Task brief:
Check every line below for the string "because", and copy the lines that contain it.

··· Stored data ···

Issue #3418, opened 2024-04-29
mtime of taskchampion.sqlite3 got changed when calling `task list`


chenyuntc:
When I run `task list` the ` taskchampion.sqlite3`'s mtime changed.

This is inconvenience as I use the mtime to sync between workstations.

So is there a way to turn off the changes on the sqlite file when operations has no side-effect (i.e. list, filter)?

LeGuipo:
I confirm. Every time taskwarrior fetches some data, the file seems updated. I also suspect this is the cause of the noticeable delays for taskwarrior to display results.

djmitche:
I don't think TW is acutally modifying the data, but it is opening the DB in r/w mode which, from some quick `strace` analysis, does perform a write of the first block.

So, we should find a way to open the DB in a read-only mode.

djmitche:
#3753 got some way toward this, in the sense that it centralizes one of the two "automatic" changes to the task DB.

The problem is, just about every interesting command runs one of GC or handleRecurrence/handleUntil (I'll refer to these collectively as "updates" here). To support that naively, we need to open the DB in read-write mode for just about every invocation -- and in particular for reports, which is the slow part.

I can think of a few ways to fix this:

1. Open in read-only mode by default, but re-open in read-write mode if there's updates needed.
2. Always open in read-write mode unless some rc.read-only=1 is set, in which case open read-only but don't do any updates.
3. Probabalistically open in read-write mode to perform updates.

The first option is more difficult than it seems, as the GC is performed in TaskChampion and does not currently provide a way to "try" with an interpretable error when updates are actually required.

The second option is pretty bad UX, as it basically means if things are slow you need to distribute `rc.read-only=1` all over the place.

The third option would help with performance, but only sometimes, and introduces non-determinacy into the application, making understanding and debugging more difficult.

Anyone have other ideas?

djmitche:
On reflection, a fourth option similar to 2 is to open in read-write mode unless `rc.gc=0`. That's an existing config option that disables garbage collection, and is already suggested for use from scripts, etc.

me-and:
I'm following this ticket as a specific aspect of #3329, which is currently the thing keeping me on Taskwarrior 2. Certainly for me – and I expect a lot of people who routinely have relatively large task lists – I have `gc=0` and `recurrence=0` in my config, and just run commands to override those every so often.

[...]

PR #3746, opened 2025-01-06
Update to TaskChampion 2.0.2

djmitche:
Note that this does not update Taskwarrior to take advantage of the new read-only mode (for #3418).


djmitche:
Waiting on https://github.com/GothenburgBitFactory/taskchampion/pull/528.

felixschurk (approved):
Is it now an update to 2.0.2 or 2.0.1? Nevertheless, looks good.

djmitche:
It will be to 2.0.2 because 2.0.1 gets expiration wrong.

djmitche:
#3749 for the OpenSUSE failure, which I think is not related to this PR.

PR #3753, opened 2025-01-11
Handle 'until' and 'recur' simiar to handling of 'gc'

djmitche:
This centralizes updates to recurrence and 'until' in Command, instead of doing so in each individual command implementation.

This is preparatory to opening the TaskChampion replica in read-only mode. Like `gc`, `handleUntil` and `handleRecurrence` are called for commands marked read-only, yet the write to the task DB.

### DIFF
--- a/src/Context.cpp
+++ b/src/Context.cpp
@@ -852,7 +852,7 @@ int Context::dispatch(std::string& out) {
     Command* c = commands[command];
     assert(c);
 
-    // The command know whether they need a GC.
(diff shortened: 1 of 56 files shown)


felixschurk (approved):
Looks good, sorry for taking so long. 

When reviewing this PR, it made me a bit realize how much similar code we have laying around. At least when looking only at the PR changes. :D

djmitche:
It's true, especially the commands are very formulaic.

PR #3758, opened 2025-01-17
Fix #3571: Added detailed feedback for successful task synchronization

### LINKED ISSUE #3571: No information message given by "task sync" in 3.0
This is more of a feature request than a bug. 

In previous taskwarrior versions, when I synced my tasks, the command line informed me what had been changed. However, in 3.0, the command "task sync" just outputs "Syncing with Sync server at ..". There is no feedback on whether the sync was successful or not.

My feature request is to return a message that shows something like "successful sync: XX tasks synced ..." when one runs a "task sync" successfully.

antek042:
This pull request includes changes to the `CmdSync::execute` method in `src/commands/CmdSync.cpp` to improve logging by adding messages that confirm successful synchronization with different targets.

Logging improvements:

* Added a log message confirming synchronization with the local server directory.
* Added a log message confirming synchronization with the AWS bucket.
* Added a log message confirming synchronization with the GCP bucket.
* Added a log message confirming synchronization with the remote server.

Fixes #3571


djmitche (dismissed):
Thanks!

Some users embed `task sync` in various automation (cron tasks, shell scripts, etc.), and those users may be unhappy to see output unconditionally appear. Please make these new messages appear only when verbose output is enabled, just like the pre-sync messages.

Also, the pre-sync messages include the type of sync, so it seems redundant to repeat that afterward.

Finally, it'd be nice to give the user some additional information about what happened. TaskChampion doesn't expose the number of new operations it _received_ from the server, but the replica method [`num_local_operations`](https://docs.rs/taskchampion/latest/taskchampion/struct.Replica.html#method.num_local_operations) does give a hint as to what will be _sent_ to the server (and after a successful sync, can be assumed to have been sent). So, let's include that value in the output.

src/commands/CmdSync.cpp
```diff
@@ -159,6 +162,11 @@ int CmdSync::execute(std::string& output) {
     context.tdb2.expire_tasks();
   }
 
+  if (verbose) {
+    out << format("Successfully synchronized {1} operations", replica->num_local_operations())
```
djmitche: This will always be zero, right?

djmitche:
@antek5421 will you have a chance to finish this up?

ryneeverett (approved):

PR #3771, opened 2025-02-02
Remove missed handleRecurrence/handleUntil calls

djmitche:
These were missed in #3753.


felixschurk (approved):
Ups, also did not see them in the other PR. :D

PR #3775, opened 2025-02-07
Move color settings from taskrc to default.theme

### LINKED ISSUE #3669: Move color settings from `taskrc` to `default.theme`
## Issue
As previously [discussed](https://github.com/GothenburgBitFactory/taskwarrior/pull/3666#issuecomment-2457243327), it would be beneficial to separate the default color theme from other configuration settings in `taskrc`. This change would ensure that new color settings don’t unintentionally bypass `no-color.theme` in case it omits them by mistake. Separating color settings would also improve the organization of configuration files.

## Solution
Relocate all `color.` related settings from the default `taskrc` [template](https://github.com/GothenburgBitFactory/taskwarrior/blob/0ff78447322a10e24c18b4ce2950745cf17962a1/src/Context.cpp#L267) to a new `default.theme` file. Use `include default.theme` to apply these color settings, like [here](https://github.com/GothenburgBitFactory/taskwarrior/blob/0ff78447322a10e24c18b4ce2950745cf17962a1/src/Context.cpp#L1186).

linsaraj:
Removed all "color." related settings from "Context.cpp" and relocated them into a newly created file called "default.theme" within the same directory as the "no-color.theme" file. 
Included "default.theme" file in "Context.cpp" using "#include default.theme".


src/Context.cpp
```diff
@@ -1195,6 +1123,7 @@ void Context::createDefaultConfig() {
              << "#include solarized-dark-256.theme\n"
              << "#include solarized-light-256.theme\n"
              << "#include no-color.theme\n"
+             << "#include default.theme\n"
```
djmitche: This should be un-commented:
```suggestion
             << "include default.theme\n"
```

doc/rc/default.theme
```diff
@@ -0,0 +1,101 @@
...
+# OUT OF OR IN CONNECTION WITH THE SOFTWARE OR THE USE OR OTHER DEALINGS IN THE
+# SOFTWARE.
+#
+# https://www.opensource.org/licenses/mit-license.php
+#
+###############################################################################
+
+rule.precedence.color=deleted,completed,active,keyword.,tag.,project.,overdue,scheduled,due.today,due,blocked,blocking,recurring,tagged,uda.
+
+This contains all the default colors.
```
djmitche: This isn't a valid config setting, so it needs to be a comment:
```suggestion
# This contains all the default colors.
```

djmitche (changes requested):
Nice work! I can confirm that the `default.theme` gets installed automatically, without having to be mentioned in `doc/CMakeLists.txt`.

However, this causes a few tests to fail, and I think that's because the removed lines in `src/Context.cpp` are actually the default config (as in, what Taskwarrior uses if no config file is found or a setting doesn't appear there). So when the tests run, there are no color settings at all.

I tried fixing this by putting `include default.theme` in `configurationDefaults` but not surprisingly, this didn't work -- it didn't find that file, since tests run from from the source code and not the installed application.

@d2718nis can correct me if I'm wrong, but I think the idea is to put the theme settings in one place (`doc/rc`) so we can't forget to update them when adding a new color setting. If that's the case, then we just need to find a way to _also_ include that information in the default settings built into the `task` binary. https://stackoverflow.com/questions/410980/include-a-text-file-in-a-c-program-as-a-char/47801116 has some ideas of how to do that, but they look pretty complicated and involve messing with CMake.

@linsaraj and @d2718nis what do you think?

linsaraj:
Screenshot 2025-02-07 at 6 58 43 PM

Perhaps this would work? It's from the stack overflow you linked and doesn't seem to mess with the CMake! It just creates a pointer to the actual file, making it into a string and part of the source code!

djmitche:
I think the issue with that solution is it requires that the file itself have `R"(` and `)"` in the file, which would make it unreadable as an `include` from `.taskrc`.

linsaraj:
Ah, I see. Maybe we can create a function that reads a text file we want (like the "default.theme" file) and outputs it into a string so that we can call that function to include it in the source code? That way, we don't have to edit or add R"()" to the files!

djmitche:
Maybe! Let's try that..

Yedfree (approved):

djmitche:
Closing as stale, but I'm happy to re-open on request.

PR #3795, opened 2025-03-01
Remove unused includes

tobiolo:


djmitche (approved):
Was this done with a tool of some sort?

tobiolo:
LSP-clangd in Sublime Text gave me the indication that they were not used anymore. The rest was change in each file and test if it stills build. After that, commit each change.

djmitche:
Thanks! It would be great to have some standard for when/where to make includes, and a tool to enforce that. I work on Chromium, and there's an "[Include What You Use](https://chromium.googlesource.com/external/github.com/include-what-you-use/include-what-you-use/+/refs/tags/upstream/0.13/README.md)" (IWYU), but it seems pretty half-baked to this day.

I guess this improves compile times -- are there other advantages?

tobiolo:
I currently see the advantage of compile time improvement, tidied code. For the rewrite of the C++ parts to rust code by AI (at least for draft) I think it is also helpful as it avoids confusion.

djmitche:
OK, well, I am happy to merge this as it clearly works and has no cost.

FWIW there's not much appetite to rewrite more of Taskwarrior in Rust without a compelling reason to do so. And if it were done, it would need to be done carefully, not by AI.

A few good tasks for cleaning up the C++:
 - Ensure that definitions in x.cc are declared in x.h. There are especially some odd cases with `main.h`.
 - Use forward declarations to avoid heavy dependency on Task.h, Context.h, and TDB.h. I think this is a large part of the reason for recompiling all of src/commands on just about any change.

PR #3796, opened 2025-03-01
Declare in corresponding header files and dissolve main.h

tobiolo:
Apply include-what-you-use


src/Operation.h
```diff
@@ -24,8 +25,8 @@
 //
 ////////////////////////////////////////////////////////////////////////////////
 
-#ifndef INCLUDED_OPERATIOn
-#define INCLUDED_OPERATIOn
```
djmitche, line 28: Haha, that was a djmitche typo :)

src/feedback.cpp
```diff
@@ -222,8 +222,8 @@ std::string onProjectChange(Task& task, bool scope /* = true */) {
 std::string onProjectChange(Task& task1, Task& task2) {
   if (task1.get("project") == task2.get("project")) return onProjectChange(task1, false);
 
-  std::string messages1 = onProjectChange(task1);
-  std::string messages2 = onProjectChange(task2);
+  std::string messages1 = onProjectChange(task1, true);
+  std::string messages2 = onProjectChange(task2, true);
```
djmitche: The second argument defaults to `true` - any reason to pass it explicitly here?

djmitche (changes requested):
Looks good -- thanks!

Static functions are local to the .cc file and should not be in the header. Similar for static variables (gsColor, etc.).

src/feedback.cpp
tobiolo: Thanks for your review! No reason here, so I corrected it.

djmitche:
Please flag me for review again when it's ready for another look

tobiolo:
> Looks good -- thanks!
> 
> Static functions are local to the .cc file and should not be in the header. Similar for static variables (gsColor, etc.).

Thanks for the review! I am not so familiar and got confused with `static` in context of classes and just functions. This is fun, thanks! I incorporated your review comments.

djmitche (approved):
Nice work -- thanks!

tobiolo:
You are welcome!

PR #3797, opened 2025-03-02
Remove header files out of CMakeLists

tobiolo:
It does not make any difference.

### DIFF
--- a/src/CMakeLists.txt
+++ b/src/CMakeLists.txt
@@ -6,20 +6,20 @@ include_directories (${CMAKE_SOURCE_DIR}
                      ${CMAKE_SOURCE_DIR}/src/libshared/src
                      ${TASK_INCLUDE_DIRS})
 
-add_library (task STATIC CLI2.cpp CLI2.h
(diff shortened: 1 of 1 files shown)


djmitche:
I can't find any indication in the CMake docs as to whether header files should or should not be included in add_library's `<sources>`. Do you have links to why this makes no difference?

tobiolo:
As far as I can tell from a little Google search it helps IDEs using CMake to show the header files more prominently. But for the compilation itself header files indicated in add_library will be ignored. And I think they can find the header files via include_directories. No need for redundancy here.

djmitche:
Got it -- Felix, what do you think?

felixschurk:
https://cmake.org/cmake/help/latest/manual/cmake-buildsystem.7.html#static-libraries

I personally also did not knew this, but in the documentation they also have not included them. So sounds good.

Always nice to learn something new :)

felixschurk (approved):

djmitche:
Thanks!

PR #3802, opened 2025-03-05
Fix errors finding Rust toolchain

djmitche:


djmitche:
OK, I can reproduce this locally now, with
```
docker compose build test-ubuntu2004
```
I suspect something has changed with `rustup`?

djmitche:
Ah, `rustup` output now includes
```
(active, default) /root/.rustup/toolchains/stable-x86_64-unknown-linux-gnu
```
and that `(active, default)` is obviously not part of the path!

djmitche:
The fix was basically, update corrosion :)

felixschurk (approved):

PR #3803, opened 2025-03-06
Make updates after releasing

djmitche:
Right after making a release is a good time to update dependencies -- that gives adequate time to test those updates and uncover any issues.


felixschurk:
Are the failing tests related to #3802?

djmitche:
> Are the failing tests related to #3802?

Yes.

PR #3804, opened 2025-03-06
Update task.1.in

yongli-abc:
Clearly this is an error. The example command should use foo.


djmitche (approved):
Good spot -- thank you!

PR #3811, opened 2025-03-10
Release 3.4.0

djmitche:
I thought about making this 3.3.1, since it's not a lot of user-facing change. But I think I'd prefer to leave the last digit to bugfix-style patches, and this contains more than bugfixes.

### DIFF
--- a/CMakeLists.txt
+++ b/CMakeLists.txt
@@ -4,7 +4,7 @@ enable_testing()
 set (CMAKE_EXPORT_COMPILE_COMMANDS ON)
 
 project (task
-  VERSION 3.3.0
+  VERSION 3.4.0
   DESCRIPTION "Taskwarrior - a command-line TODO list manager"
   HOMEPAGE_URL https://taskwarrior.org/)
 
--- a/ChangeLog
+++ b/ChangeLog
@@ -1,10 +1,31 @@
 ------ current release ---------------------------
 
+3.4.0 -
+
+- Where possible, the task DB is now opened in read-only mode, which improves
+  performance. This is the case for reports (task lists) only when the `gc`
+  config is false.
+- An updated version of corrosion fixes build errors trying to find the Rust
+  toolchain.
+
+Thanks to the following people for contributions to this release:
+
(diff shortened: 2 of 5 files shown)


felixschurk:
Should we update the `taskrc` man page?
Currently it still has
```
       locking=1
              Determines  whether  to  use  file  locking  when accessing the pending.data and com‐
              pleted.data files. Defaults to "1". Solaris users who store the data files on an  NFS
              mount may need to set locking to "0". Note that there is danger in setting this value
              to  "0" - another program (or another instance of task) may write to the task.pending
              file at the same time.

       gc=1   Can be used to temporarily suspend garbage collection (gc), so that  task  IDs  don't
              change.  Note  that  this should be used in the form of a command line override (task
              rc.gc=0 ...), and not permanently used in the .taskrc file, as this significantly af‐
              fects performance in the long term.
```

Where `locking=1` I think is obsolete and `gc=1` is now a bit contradicting with the release notes if I get it right.

felixschurk:
Should we update the `taskrc` man page?

Currently it still states
```
       locking=1
              Determines  whether  to  use  file  locking  when accessing the pending.data and com‐
              pleted.data files. Defaults to "1". Solaris users who store the data files on an  NFS
              mount may need to set locking to "0". Note that there is danger in setting this value
              to  "0" - another program (or another instance of task) may write to the task.pending
              file at the same time.

       gc=1   Can be used to temporarily suspend garbage collection (gc), so that  task  IDs  don't
              change.  Note  that  this should be used in the form of a command line override (task
              rc.gc=0 ...), and not permanently used in the .taskrc file, as this significantly af‐
              fects performance in the long term.
```
Where `locking=1`, I think is now obsolete and `gc=1` is a bit contradicting with the release notes or not?

djmitche:
It looks like `locking` has already been removed:
https://github.com/GothenburgBitFactory/taskwarrior/blob/f73b42d23f6318d8e14d2c7113fcda0865964e4c/doc/man/taskrc.5.in#L208-L220

But you're right, `gc` can be updated.

PR #3812, opened 2025-03-10
Allow dur/dur division

Ram-Z:
It is perfectly valid to divide two durations, it is a ratio with no unit.

### DIFF
--- a/src/Variant.cpp
+++ b/src/Variant.cpp
@@ -75,7 +75,6 @@
 #define STRING_VARIANT_DIV_DUR_BOOL "Cannot divide duration by Boolean"
 #define STRING_VARIANT_DIV_DUR_STR "Cannot divide durations by strings"
 #define STRING_VARIANT_DIV_DUR_DATE "Cannot divide durations by dates"
-#define STRING_VARIANT_DIV_DUR_DUR "Cannot divide durations by durations"
 #define STRING_VARIANT_MOD_BOOL "Cannot modulo Booleans"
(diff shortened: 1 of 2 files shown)


Ram-Z:
One other missing duration operations I found is `dur%dur`.

There are also some duration/date operations that are implemented that don't make much sense. I'm reluctant to remove those as that would be a breaking change.

Here's a couple I found: 
* `int/dur`, `real/dur`, `sqrt(dur)`, `sqrt(date)`,... 
* `<=>` operators are very fluid: allowing `date<dur`, `bool<date`, ...
* `+-` operators too: `bool+dur->dur`, `date-int->date`,...
  * AFAICS, all dates/duration have a resolution of seconds, so these casts will add/sub seconds

djmitche:
Is this operation usable from the command line?

Ram-Z:
Yes.

```
./build-Linux-x86_64-Debug/src/task calc "1w / 2d"
3.5
./build-Linux-x86_64-Debug/src/task calc "(1w / 2d) * 3d"
P10DT12H
```

djmitche:
Oh, I completely forgot about `task calc`. Thanks!

Ram-Z:
@djmitche Any thoughts on the other operations? https://github.com/GothenburgBitFactory/taskwarrior/pull/3812#issuecomment-2712170861

Is there a deprecation path? Should these be kept as grand-fathered "features"?

djmitche:
I think there's no harm in leaving nonsense operations. A PR adding % would be accepted!

PR #3817, opened 2025-03-13
Fix suppressing news nag after reading the news

kietavainen:
The news nag suppression regressed again in 5c67d22. That commit intended to remove the sponsorship outro from the news, but also removed the bookkeeping that marks the news as read. This commit reverts that part back to its previous state.


djmitche (approved):
Ugh, how am I so bad at this very particular thing?

PR #3824, opened 2025-03-18
Initial changes for Windows compatibility

Foadsf:
# Windows Compatibility: Initial Changes

This PR introduces initial changes to make Taskwarrior build on Windows with MSVC:

## Changes made:
- Modified CXXSniffer.cmake to correctly detect C++17 support on MSVC
- Modified CMakeLists.txt to use Windows native UUID APIs instead of libuuid
- Made initial changes to header files for cross-platform compatibility

## Next steps (not part of this PR):
- Create platform-specific implementations for POSIX functionality
- Add Windows-specific equivalents for Unix headers
- Address remaining platform-specific code patterns

This is the first step toward making Taskwarrior truly cross-platform and compiler-agnostic. These changes do not affect functionality on Unix/Linux platforms.


src/recur.h
```diff
@@ -36,11 +36,20 @@
...
 #include <Lexer.h>
 #include <format.h>
+
+// Platform-specific includes
+#ifdef _WIN32
+#include <windows.h>
+// Windows-specific user info implementation will be needed
+// Create a pwd.h equivalent for Windows
+#else
 #include <pwd.h>
```
djmitche, line 46: This, and unistd.h, appears to be unused and could just be removed.

src/util.h
```diff
@@ -30,16 +30,25 @@
...
-#if defined(FREEBSD) || defined(OPENBSD)
+
+// Platform-specific UUID handling
+#ifdef _WIN32
+#include <rpc.h>
+#include <windows.h>
+// Define uuid_t for Windows compatibility
+typedef UUID uuid_t;
+#ifndef uuid_unparse_lower
+void uuid_unparse_lower(uuid_t uu, char* out);
```
djmitche, line 43: This shouldn't be necessary if HAVE_UUID_UNPARSE_LOWER is unset correctly.

djmitche (commented):
The libshared update is to a revision that doesn't exist, so I'm not sure what the idea is there?

This looks good so far. We should definitely add a Windows GitHub action to check we don't break this support.

djmitche:
@Foadsf will you be able to continue this work?

djmitche:
Closing the PR, but we can always re-open or post a new PR to continue this.

PR #3825, opened 2025-03-18
Update dependabot.yml

### LINKED ISSUE #3813: Use dependabot to update submodules
We should keep both corrosion and libshared (both imported as submodules) up to date.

···

Solution to this exercise:
It will be to 2.0.2 because 2.0.1 gets expiration wrong.
However, this causes a few tests to fail, and I think that's because the removed lines in `src/Context.cpp` are actually the default config (as in, what Taskwarrior uses if no config file is found or a setting doesn't appear there). So when the tests run, there are no color settings at all.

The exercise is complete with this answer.